Tokyo Summer Olympics Postponed One Year Due To Coronavirus

Tokyo Olympics

The Summer Olympics in Tokyo have been postponed due to the coronavirus pandemic. Set to take place from July 24 to August 9, they will be held by next summer, the International Olympics Committee said Tuesday morning.

The Olympics have never been rescheduled in peacetime. It’s the last and biggest event to bite the dust as public gatherings disappear across the globe.

It wasn’t a surprise as pressures mounted amidst the global spread of the virus. Several countries, Australia and Canada, had announced they would not be participating and others like the U.S. and Germany along with various sports associations had called for the games to be postponed.

“In the present circumstances and based on the information provided by the WHO today, the IOC President and the Prime Minister of Japan have concluded that the Games of the XXXII Olympiad in Tokyo must be rescheduled to a date beyond 2020 but not later than summer 2021, to safeguard the health of the athletes, everybody involved in the Olympic Games and the international community,” said a statement by the IOC.

Comcast Says National Ad Sales For Tokyo Olympics Has Passed A Record $1.25B

“The leaders agreed that the Olympic Games in Tokyo could stand as a beacon of hope to the world during these troubled times and that the Olympic flame could become the light at the end of the tunnel in which the world finds itself at present. Therefore, it was agreed that the Olympic flame will stay in Japan. It was also agreed that the Games will keep the name Olympic and Paralympic Games Tokyo 2020,” the statement said.

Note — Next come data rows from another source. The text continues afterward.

PR #859, opened 2021-04-19
Derive `PolarClass` on Rust enums

seanchen1991:
- [ ] `PolarClass` may now be derived on Rust enums.  

Hello :wave:

I'm attempting to add support for Rust enums on the `#[derive(PolarClass)]` proc macro. This involves having the procedural macro generate code to store each enum variant on the `Class` that is being constructed. A loop in `register_class` then registers each constant. 

I sought to keep the API as simple as possible such that someone looking to add this functionality in their Rust project only needs to add `#[derive(PolarClass)]` onto their enums (thanks to @joshrotenberg for his input on this 🙂 ). However, this doesn't _quite_ work; I'm hoping some additional eyes on it will help. 

The core of the problem seems to be fact that the constants are initially stored on the class as trait objects. Those are then passed around a few times before they get handed to `register_constant`. The compiler complains about the size of the trait objects not being known. I believe there are ways of handling this in nightly Rust, but I'm not sure what the pattern for addressing this is on stable. 

There's also the distinct possibility that I'm missing something simple 🙂


seanchen1991:

dhatch:
Hi @seanchen1991! Thanks for this PR! I'll get someone on the team's eyes on it!

samscott89:
Hey @seanchen1991!

I like the proc macro part, that looks nicely done.

For the registration step, we currently require passing in an owned object to `register_constant`. That means it won't be possible to register the constants with this approach since it's wrapped inside Arc (and that's unavoidable since we need `Class` to be `Clone`).

We _could_ loosen this requirement... but that seems like a distraction here.

One way to avoid this would be to make the `add_constant` take in a closure... e.g.

```rust
class_builder.add_constant(|| Enum::Variant, "Enum::Variant")
```

where `add_constant` accepts a closure `F: Fn() -> T`?

The nice thing is this would allow somebody to initialise a constant at registration time too?

Alternatively, we could have a single `after_register_class` hook that takes in a closure to do any initialization logic.

seanchen1991:
A bunch of tests seem to be failing now as a result of the changes I introduced. It looks like deriving `PolarClass` on types introduced in test files isn't working; I'm getting a bunch of test errors saying `get_polar_class_builder` can't be found on types that derive them. 

I have a `main.rs` file that I added just to run `cargo expand` against to check the generated code from the proc macro and `get_polar_class_builder` is being generated for types that `#[derive(PolarClass)]`. Is there something that needs to be done in order to propagate the changes to `PolarClass` to the types in the tests?

seanchen1991:
@samscott89 Any suggestions on how this should be tested and where those tests should live? 🙂

languages/rust/oso-derive/src/lib.rs
```diff
@@ -94,21 +92,38 @@ pub fn derive_polar_class_impl(ts: TokenStream) -> TokenStream {
...
+        Data::Enum(DataEnum { variants, .. }) => {
+            for variant in variants {
+                let vident = variant.ident;
+                let vname = format!("{}::{}", class_name, vident);
+                constants.push(quote! {
+                    .add_constant(#type_name::#vident, #vname)
+                });
             }
         }
+        _ => unimplemented!(),
```
samscott89, line 126: Can we make this return a friendlier error?

seanchen1991:
I'm thinking of adding a few more assertions that ensure that enums with more complex shapes are registered correctly. Something like this:
```rust
    #[derive(Clone, Debug, PartialEq, PolarClass)]
    enum Event {
        PageLoad,
        PageUnload,
        KeyPress(char),
        Paste(String),
        Click { x: i64, y: i64 },
    }

    test.load_str(
        r#"
        is_pageload(Event::PageLoad); 
        is_pageunload(Event::PageUnload);
        is_keypress(Event::KeyPress);
        is_paste(Event::Paste);
        is_click(Event::Click);"#
    );
    
    test.qvar_one(r#"is_pageload(x)"#, "x", Event::PageLoad);
    test.qvar_one(r#"is_pageunload(x)"#, "x", Event::PageUnload);
    test.qvar_one(r#"is_keypress(x)"#, "x", Event::KeyPress);
    test.qvar_one(r#"is_paste(x)"#, "x", Event::Paste);
    test.qvar_one(r#"is_click(x)"#, "x", Event::Click);
```

The way the proc macro currently handles this is a variant such as `Event::Click { x: i64, y: i64 }` gets registered as just `Event::Click`. This won't compile though since `Event::Click` isn't a valid enum variant. Is there a way to check the stringified representation of the constant?

samscott89:
> 
> 
> I'm thinking of adding a few more assertions that ensure that enums with more complex shapes are registered correctly. Something like this:
> ...
> The way the proc macro currently handles this is a variant such as `Event::Click { x: i64, y: i64 }` gets registered as just `Event::Click`. This won't compile though since `Event::Click` isn't a valid enum variant. Is there a way to check the stringified representation of the constant?

Hmm, this is an interesting problem. Does it maybe suggest treating enum variants as classes instead of constants?

What would be awesome, is if you could write:

```
allow(user, "send", event: Event) if user.is_admin;

allow(user, "send", event: Event::Click { x: x, y: y}) if x > y;

allow(user, "send", Event::PageLoad);

```

Which would require:

- Register unit variants as constants still
- Making struct variants registered as classes
- Implement the `is_subclass` check for enums (we don't have anything like this right now, this could be a lot of work).

If this seems like too much to get it working, I think we should just throw an error instead for any enums with fields.

samscott89:
Also, I made a couple of small changes:

- https://github.com/osohq/oso/pull/859/commits/b7054e66d7818dfa09b69af4f1e6caa97d21ae7e
- https://github.com/osohq/oso/pull/859/commits/806b6b3b70541453082966ef137090c6e0caf65d

seanchen1991:
> Register unit variants as constants still
Making struct variants registered as classes
Implement the is_subclass check for enums (we don't have anything like this right now, this could be a lot of work).

I agree that this is an interesting idea. Perhaps it should be handled in a follow-up PR?

samscott89:
> 
> 
> > Register unit variants as constants still
> > Making struct variants registered as classes
> > Implement the is_subclass check for enums (we don't have anything like this right now, this could be a lot of work).
> 
> I agree that this is an interesting idea. Perhaps it should be handled in a follow-up PR?

Sounds good

languages/rust/oso-derive/src/lib.rs
```diff
@@ -94,21 +92,40 @@ pub fn derive_polar_class_impl(ts: TokenStream) -> TokenStream {
...
-                let attr = field.ident.unwrap();
-                let name = attr.to_string();
-                getters.push(quote! {
-                    .add_attribute_getter(#name, |recv: &#type_name| recv.#attr.clone())
-                })
+            Fields::Unnamed(_uf) => {}
+            Fields::Unit => {}
+        },
+        Data::Enum(DataEnum { variants, .. }) => {
+            for variant in variants {
```
samscott89, line 118: Return an error like below if the variant is not a unit variant

samscott89 (approved):
This looks great! Thanks for doing this! Just the one small place to do some error handling, and this looks good to go.

languages/rust/oso-derive/src/lib.rs
```diff
@@ -94,21 +92,47 @@ pub fn derive_polar_class_impl(ts: TokenStream) -> TokenStream {
...
+                match variant.fields {
+                    Fields::Unit => {
+                        let vident = variant.ident;
+                        let vname = format!("{}::{}", class_name, vident);
+                        constants.push(quote! {
+                            .add_constant(#type_name::#vident, #vname)
+                        });        
+                    } 
+                    _ => {
+                        return quote_spanned! { type_name.span() => compile_error!("#[derive(PolarClass)] is currently only supported on enums with unit variants."); }.into();
```
samscott89, line 128:
```suggestion
                        return quote_spanned! { vident.span() => compile_error!("#[derive(PolarClass)] is currently only supported on enums with unit variants."); }.into();
```

(I think?)

samscott89, line 128:
```suggestion
                        return quote_spanned! { variant.ident..span() => compile_error!("#[derive(PolarClass)] is currently only supported on enums with unit variants."); }.into();
```

(I think?)

samscott89:
Thanks @seanchen1991 !

PR #1557, opened 2022-04-09
refactor: simplify logical expression using De Morgan identities

kkirsche:
When reading logical statements it is important for them to be as simple as possible. This proposal applies De Morgan's laws to simplify code by pushing negations deeper into the statement.

PR checklist:

- [ ] Added changelog entry.

### DIFF
--- a/languages/python/oso/polar/polar.py
+++ b/languages/python/oso/polar/polar.py
@@ -60,7 +60,7 @@ class Polar:
             path = Path(filename)
             extension = path.suffix
             filename = str(path)
-            if not extension == ".polar":
+            if extension != ".polar":
                 raise PolarFileExtensionError(filename)
 
             try:


gw000:
This is fine, but honestly I'd rather remove the error entirely. What do we gain by requiring people to use a specific file extension? @gj @samscott89 any thoughts?

gj:
> This is fine, but honestly I'd rather remove the error entirely. What do we gain by requiring people to use a specific file extension? @gj @samscott89 any thoughts?

Possibly not much, but I'd rather avoid thinking about the answer to that question for now and just ship this as-is. FWIW, it's something that has come up in the past — I believe @plotnick asked the same question & I gave the same answer 😅

gw000:
Alas https://youtu.be/cOeKidp-iWo

gw000 (approved):
Thank you! 🙂

PR #1558, opened 2022-04-13
Make polar-language-server out dir customizable

vrama628:
Changes the `polar-language-server` Makefile to allow for specifying a custom directory to build into.

### DIFF
--- a/polar-language-server/Makefile
+++ b/polar-language-server/Makefile
@@ -1,10 +1,11 @@
 .PHONY: build test
 
 CARGO_FLAGS ?= --dev
+OUT_DIR ?= ../vscode/oso/out
 
 build:
-	wasm-pack --quiet build $(CARGO_FLAGS) --target nodejs --out-dir ../vscode/oso/out
-	rm -f ../vscode/oso/out/.gitignore ../vscode/oso/out/package.json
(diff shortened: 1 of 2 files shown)


vrama628:

vrama628:
recheck

polar-language-server/Makefile
```diff
@@ -3,8 +3,8 @@
 CARGO_FLAGS ?= --dev
 
 build:
-	wasm-pack --quiet build $(CARGO_FLAGS) --target nodejs --out-dir ../vscode/oso/out
-	rm -f ../vscode/oso/out/.gitignore ../vscode/oso/out/package.json
+	wasm-pack --quiet build $(CARGO_FLAGS) --target nodejs --out-dir $(OUT_DIR)
+	rm -f $(OUT_DIR)/.gitignore $(OUT_DIR)/package.json
```
gj, line 7: should we add a default like `CARGO_FLAGS` above?

gj: Or, alternatively, blow up loudly & predictably if `OUT_DIR` isn't set?

vrama628: I had a default at first (see commit before "fix" commit) but removed it because moving forward I think it won't make sense to have one -- I'll make it blow up loudly and predictably

Issue #1561, opened 2022-04-20
Policy fails in Django 3.2.13 (but not in 3.2.12)


MichaelLampe:
[A commit in Django 3.2.13](https://github.com/django/django/commit/93cae5cb2f9a4ef1514cf1a41f714fef08005200) introduced a new filter via `self.check_alias`.  This has caused one of our policies to start failing, with an error of `ValueError: Column aliases cannot contain whitespace characters, quotation marks, semicolons, or SQL comments.`.

The value that was being injected by OSO was `'Variable('_component_290')__exists'`

## Policy
```POLAR
# I think I transcribed this correctly
policy_function(string_value, instance: instance) if
  item_ones in instance.item_ones and
  item_two in item_ones.item_two and
  item_two.string_value == string_value;
```

Where `item_ones` is a reverse reference on  `instance` and `item_two` is a FK attached to that set's item types.

Will try to create a better reproduction, but couldn't find anything (Because the Django release was just made), so figured I'd surface it.

## Larger Stack Trace
```PYTHON
  python3.8/site-packages/django_oso/models.py", line 28, in authorize
    filter = authorize_model(
  python3.8/site-packages/django_oso/auth.py", line 100, in authorize_model
    next_filter = partial_to_query_filter(resource_partial, model)
  python3.8/site-packages/django_oso/partial.py", line 277, in partial_to_query_filter
    return fb.finish()
  python3.8/site-packages/django_oso/partial.py", line 246, in finish
    filtered = subq.model.objects.filter(subq.finish()).values("pk")
  python3.8/site-packages/django_oso/partial.py", line 250, in finish
    objects = objects.annotate(**{name: exists}).filter(**{name: True})
  python3.8/site-packages/django/db/models/query.py", line 1091, in annotate
    return self._annotate(args, kwargs, select=True)
  python3.8/site-packages/django/db/models/query.py", line 1130, in _annotate
    clone.query.add_annotation(
  python3.8/site-packages/django/db/models/sql/query.py", line 1062, in add_annotation
```

## Context
django-oso = "0.25.1"
django = "3.2.13"

samscott89:
Hey @MichaelLampe. Thanks for opening an issue!

In this case, it looks like this might be a bug on our side that already existed, but that Django 3.2.13 is helpfully raising.

[...]

PR #1567, opened 2022-04-27
remove leading and trailing quotes in Variable str

MurphyMarkW:
This attempts to fix the compatibility issue raised in #1561 by removing the leading and trailing single quotes around the wrapped string of the `Variable` class when getting the `str` of `Variable`.

From:
```python
str(Variable("something")) == "Variable('something')"
```

To:
```python
str(Variable("something")) == "Variable(something)"
```

Which conforms to the new checks in the Django ORM regarding no quotation marks on aliases, as long as the underlying string doesn't contain quotes. That said, I suspect this isn't the most correct way to address this issue. Our test suite passes w/ Django updated to 3.2.13 and this change in place pass our tests, but I'm uncertain if there are any subtleties that we might not be aware of in how these strings are used elsewhere. Would appreciate any insights.

### DIFF
--- a/languages/python/oso/polar/variable.py
+++ b/languages/python/oso/polar/variable.py
@@ -5,7 +5,7 @@ class Variable(str):
         return f"Variable({super().__repr__()})"
 
     def __str__(self):
-        return repr(self)
+        return f"Variable({super().__str__()})"
 
     def __eq__(self, other):
         return super().__eq__(other)


samscott89:
Hey @MurphyMarkW ! Thanks for trying that out. I tried an alternative in #1568 which should address the problem more directly. I'll close this in favour of that one.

Japanese Prime Minister Shinzo Abe revealed the delay to reporters after the call with Bach.

“After his telephone talks with IOC President Bach, PM Abe spoke to the press and explained that the two have agreed that the Tokyo Olympic Games would not be cancelled, and the games will be held by the summer of 2021,” the prime minister’s office tweeted.”

Japan is said to have invested over $10 billion in preparing for the event.

The decision will have a big impact on Comcast, which has the rights to the Games through 2023. As the chatter increased yesterday, an NBC Sports spokesperson said, “These are extraordinary and unprecedented times, and we fully support the IOC’s decision to step up its scenario-planning for the Tokyo Olympics. We are prepared to stand behind any decision made by the IOC, the Japanese government, and the world health officials with whom they are working regarding the Tokyo Olympics.”

At a media conference in early March, Comcast CEO Brian Roberts said the in the event of a cancellation the conglomerate has insurance and contractual protections.